**Work order:**
Working from the entries below, give again each line from the first through the one containing "That ordering is", exactly and with nothing else.

START Data for review

PR #282, opened 2026-08-30
test: cover the snapshot export symlink and null episode_id refusals

### LINKED ISSUE #276: The snapshot export symlink and null episode_id refusals have no test
### Current behavior

Two refusals in `src/hflow/snapshot.py` have no test. On current main (`7dedc63`):

- `:486` refuses a symlink as the snapshot export destination
- `:145` refuses a snapshot manifest containing a null `episode_id`

I replaced both `raise` statements with `pass` and ran the whole suite:

```
1204 passed, 6 skipped
```

Both can be deleted and nothing goes red.

### What the symlink guard is holding

`_parse_dataset_snapshot_destination` (`:482`) is the first thing an export does with the path it was given, and the symlink check is its first line, before `overwrite` is even consulted:

```
overwrite=False: ValueError: snapshot export destination /tmp/.../link must not be a symlink
overwrite=True:  ValueError: snapshot export destination /tmp/.../link must not be a symlink
```

That ordering is the point. `Path.is_dir()` follows symlinks, so a symlink pointing at a directory looks exactly like a directory to every check after this one. Without the first line, a symlink destination reaches the replace path at `:538-544`, which renames the destination aside and writes a fresh directory in its place. The operator asked to export into the place the link pointed at and would instead get the link replaced by a real directory.

There is a second symlink check ten lines below, on the format-marker file. Whoever wrote these was thinking about this specific problem. Neither is pinned.

### What the null episode_id guard is holding

`:145` runs after the manifest is read and counts rows where `episode_id IS NULL`. A null episode identifier does not match any catalog row, so without this the export silently produces a snapshot missing whatever those rows were meant to select, and reports success. The two refusals around it, a missing `episode_id` column and an unreadable manifest, both raise from the same block.

### The pattern to copy

`tests/test_dataset_snapshot.py` is where these belong. For the symlink case, `os.symlink` plus `tmp_path` is the whole setup, and `_parse_dataset_snapshot_destination` can be called directly, which is what makes this a small issue rather than a fixture-building exercise.

The null-`episode_id` case needs a manifest parquet with a null in that column. Look at how the existing tests in that file build their manifests before writing your own.

### What to build

A test for each, asserting the refusal and that the message names the path or the manifest.

For the symlink case, cover both `overwrite=False` and `overwrite=True`. The guard running before `overwrite` is the property worth pinning, and a test that only exercises one of them would still pass if someone moved the check below the overwrite branch.

Consider whether the format-marker symlink check ten lines down wants the same treatment while you are there. If you cover it, say so; if you decide it is out of scope, say that instead.

### Definition of done

1. Each of the two guards has a test that fails when that guard is removed. Prove it: replace the `raise` with `pass`, watch that test go red, put it back, and put the result in the PR body.
2. The symlink test covers `overwrite=False` and `overwrite=True`, and would fail if the check moved below the overwrite branch.
3. Nothing in `src/hflow/snapshot.py` changes.
4. Assertions check the message, not just the exception type.
5. Tests clean up after themselves. `tmp_path` handles this; do not write symlinks outside it.

### Validation

```bash
uv sync --locked --all-extras
uv run ruff check --fix
uv run ruff format
uv run ty check
uv run pytest -q
```

### Notes

Symlink behavior differs on Windows, where creating one needs a privilege most accounts do not have. If you develop on Windows, use WSL2. The repository does not import on native Windows anyway, since `hflow.storage` needs `fcntl`.

No ffmpeg and no recording needed for the symlink half.

This is the same shape as #267 and the Annex B issue, in a different area. They do not overlap.

rakesh0x:
Closes #276.

## Summary

Three refusals in the snapshot export now have tests, none of which had one before:

- `_parse_dataset_snapshot_destination` refuses a symlinked destination
- the same function refuses a `format.json` that is itself a symlink
- `_register_selected_episode_ids` refuses a manifest carrying a null `episode_id`

The symlink-destination test is parametrized over `overwrite` because the ordering is the property worth holding, not just the message. `Path.is_dir()` follows symlinks, so every check after the first one sees an ordinary directory: if the refusal moved below the overwrite branch, an overwriting export would rename the link aside and put a real directory in its place instead of exporting into what it pointed at. Each test asserts on the message and then checks that the destination was left alone.

I did cover the format-marker check the issue asks about, because it turned out to be a distinct gap rather than a duplicate. `test_dataset_snapshot_overwrite_refuses_unmarked_directory_without_removing_it` already exercises the `not is_file()` half of that condition; the `is_symlink()` half needs the link to point at a *valid* marker, otherwise `is_file()` refuses anyway and the test would still pass with the guard gone.

Nothing in `src/hflow/snapshot.py` changed.

## Red-before proof

Each guard was disabled on its own, the relevant test run, then reverted.

| Mutation | Result |
| --- | --- |
| destination `raise` → `pass` | `refuses_a_symlinked_destination[False]` and `[True]` both red; `[False]` gets `FileExistsError: ... already exists; pass overwrite=True` |
| symlink check moved below the `overwrite` branch | `[False]` red, `[True]` green — which is why both parameters are there |
| `format_marker_path.is_symlink() or` dropped | `refuses_a_symlinked_format_marker` red with `DID NOT RAISE ValueError` |
| null `episode_id` `raise` → `pass` | `rejects_a_manifest_with_a_null_episode_id` red |

The last one is worth a note. Without that guard the export still fails, but later and on the wrong message: the null falls through to the catalog-membership check and comes back as `first missing values: 'None'`. So the guard is buying a readable diagnosis rather than the refusal itself, and the test pins the message accordingly.

## Validation

- `uv sync --locked`
- `uv run ruff check --fix` — All checks passed!
- `uv run ruff format` — 194 files already formatted
- `uv run ty check` — All checks passed!
- `uv run pytest -q` — **1234 passed, 11 skipped**
- `uv run pytest -q tests/test_dataset_snapshot.py` — **13 passed** (was 9)
- `uv run --python 3.11 --locked pytest -q tests/test_dataset_snapshot.py` and the same on 3.14 — 13 passed on both

Two notes on the run. I used `uv sync --locked` rather than `--all-extras`: syncing the `mediapipe` extra in and back out left `import cv2` broken exactly as CONTRIBUTING warns, and the default sync already mirrors every extra the suite exercises. Separately, `tests/test_catalog_ui.py::test_catalog_ui_starts_empty_then_exposes_the_first_completed_append` failed once on a full-suite run, then passed on two further full runs, five runs of that file alone, and three runs of it directly after `test_dataset_snapshot.py`. It is new in 05fae79 and unrelated to this change, but it looks timing-sensitive so I am flagging it.

## Checklist

- [x] I updated documentation for changed behavior, flags, formats, or requirements. (n/a, test-only)
- [x] I preserved stored-data compatibility or documented an explicit version change. (n/a, test-only)

### DIFF
--- a/tests/test_dataset_snapshot.py
+++ b/tests/test_dataset_snapshot.py
@@ -307,6 +307,23 @@ def test_dataset_snapshot_rejects_manifest_episode_ids_absent_from_catalog(tmp_p
     assert not (tmp_path / "dataset-snapshot").exists()
 
 
+def test_dataset_snapshot_rejects_a_manifest_with_a_null_episode_id(tmp_path: Path) -> None:
+    catalog = Catalog(tmp_path / "catalog")
+    manifest = tmp_path / "manifest.parquet"
+    duckdb.execute("CREATE TABLE selected_with_a_null (episode_id VARCHAR)")
+    duckdb.execute("INSERT INTO selected_with_a_null VALUES (NULL)")
+    duckdb.execute(f"COPY selected_with_a_null TO '{manifest}' (FORMAT PARQUET)")
+
+    with pytest.raises(ValueError, match=r"manifest\.parquet contains a null episode_id"):
+        hflow.export_dataset_snapshot(
+            catalog.location,
+            tmp_path / "dataset-snapshot",
+            manifest=manifest,
+        )
+
+    assert not (tmp_path / "dataset-snapshot").exists()
+
+
 def test_dataset_snapshot_overwrite_refuses_unmarked_directory_without_removing_it(
     tmp_path: Path,
 ) -> None:
@@ -324,6 +341,59 @@ def test_dataset_snapshot_overwrite_refuses_unmarked_directory_without_removing_
         )
 
     assert sentinel_file.read_text() == "unrelated user data"
+
+
+@pytest.mark.parametrize("overwrite", [False, True])
+def test_dataset_snapshot_refuses_a_symlinked_destination(tmp_path: Path, overwrite: bool) -> None:
+    """A symlinked destination is refused before overwrite is consulted.
+
+    ``Path.is_dir()`` follows symlinks, so every check after this one sees an
+    ordinary directory. Were the refusal to move below the overwrite branch,
+    an overwriting export would rename the link aside and put a real
+    directory in its place instead of exporting into what it pointed at.
+    """
+    catalog = Catalog(tmp_path / "catalog")
+    linked_directory = tmp_path / "linked-directory"
+    linked_directory.mkdir()
+    sentinel_file = linked_directory / "keep-me.txt"
+    sentinel_file.write_text("unrelated user data")
+    output_directory = tmp_path / "dataset-snapshot-link"
+    output_directory.symlink_to(linked_directory)
+
+    with pytest.raises(ValueError, match="dataset-snapshot-link must not be a symlink"):
+        hflow.export_dataset_snapshot(
+            catalog.location,
+            output_directory,
+            overwrite=overwrite,
+        )
+
+    assert output_directory.is_symlink()
+    assert sentinel_file.read_text() == "unrelated user data"
+
+
+def test_dataset_snapshot_overwrite_refuses_a_symlinked_format_marker(tmp_path: Path) -> None:
+    """The marker has to be a regular file, not a link to a valid one elsewhere.
+
+    ``Path.is_file()`` follows symlinks, so without the symlink half of that
+    check a planted link would vouch for a directory that is not a snapshot,
+    and the export would replace it.
+    """
+    catalog = Catalog(tmp_path / "catalog")
+    output_directory = tmp_path / "dataset-snapshot"
+    hflow.export_dataset_snapshot(catalog.location, output_directory)
+    format_marker = output_directory / "format.json"
+    relocated_marker = tmp_path / "relocated-format.json"
+    format_marker.replace(relocated_marker)
+    format_marker.symlink_to(relocated_marker)
+
+    with pytest.raises(ValueError, match=r"regular format\.json"):
+        hflow.export_dataset_snapshot(
+            catalog.location,
+            output_directory,
+            overwrite=True,
+        )
+
+    assert format_marker.is_symlink()
 
 
 def test_dataset_snapshot_excludes_check_runs_without_a_committed_episode(tmp_path: Path) -> None:
--- a/tests/test_dataset_snapshot.py
+++ b/tests/test_dataset_snapshot.py
@@ -310,9 +310,10 @@ def test_dataset_snapshot_rejects_manifest_episode_ids_absent_from_catalog(tmp_p
 def test_dataset_snapshot_rejects_a_manifest_with_a_null_episode_id(tmp_path: Path) -> None:
     catalog = Catalog(tmp_path / "catalog")
     manifest = tmp_path / "manifest.parquet"
-    duckdb.execute("CREATE TABLE selected_with_a_null (episode_id VARCHAR)")
-    duckdb.execute("INSERT INTO selected_with_a_null VALUES (NULL)")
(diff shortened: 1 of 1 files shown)


kstonekuan (changes requested):
One change below. You also covered the format-marker symlink check, which I'd marked optional.

Validated on `aa7424b`: gate clean, 1,240 passed, 6 skipped. Three mutations, all caught:

- destination symlink refusal removed: both `overwrite` parameters go red
- null `episode_id` refusal removed: your new test goes red
- the `is_symlink()` half of the format-marker check removed: the marker test goes red

That last one is the one I'd expect to slip through, since `is_file()` follows links and the test still passes if you only check the file exists.

`test_dataset_snapshot_rejects_a_manifest_with_a_null_episode_id` runs `CREATE TABLE` on duckdb's process-global default connection. Every other `duckdb.execute` in that file is a read-only query, so this is the first one that leaves something behind:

END Data for review

**Result for this task:**
PR #282, opened 2026-08-30
test: cover the snapshot export symlink and null episode_id refusals

### LINKED ISSUE #276: The snapshot export symlink and null episode_id refusals have no test
### Current behavior

Two refusals in `src/hflow/snapshot.py` have no test. On current main (`7dedc63`):

- `:486` refuses a symlink as the snapshot export destination
- `:145` refuses a snapshot manifest containing a null `episode_id`

I replaced both `raise` statements with `pass` and ran the whole suite:

```
1204 passed, 6 skipped
```

Both can be deleted and nothing goes red.

### What the symlink guard is holding

`_parse_dataset_snapshot_destination` (`:482`) is the first thing an export does with the path it was given, and the symlink check is its first line, before `overwrite` is even consulted:

```
overwrite=False: ValueError: snapshot export destination /tmp/.../link must not be a symlink
overwrite=True:  ValueError: snapshot export destination /tmp/.../link must not be a symlink
```

That ordering is the point. `Path.is_dir()` follows symlinks, so a symlink pointing at a directory looks exactly like a directory to every check after this one. Without the first line, a symlink destination reaches the replace path at `:538-544`, which renames the destination aside and writes a fresh directory in its place. The operator asked to export into the place the link pointed at and would instead get the link replaced by a real directory.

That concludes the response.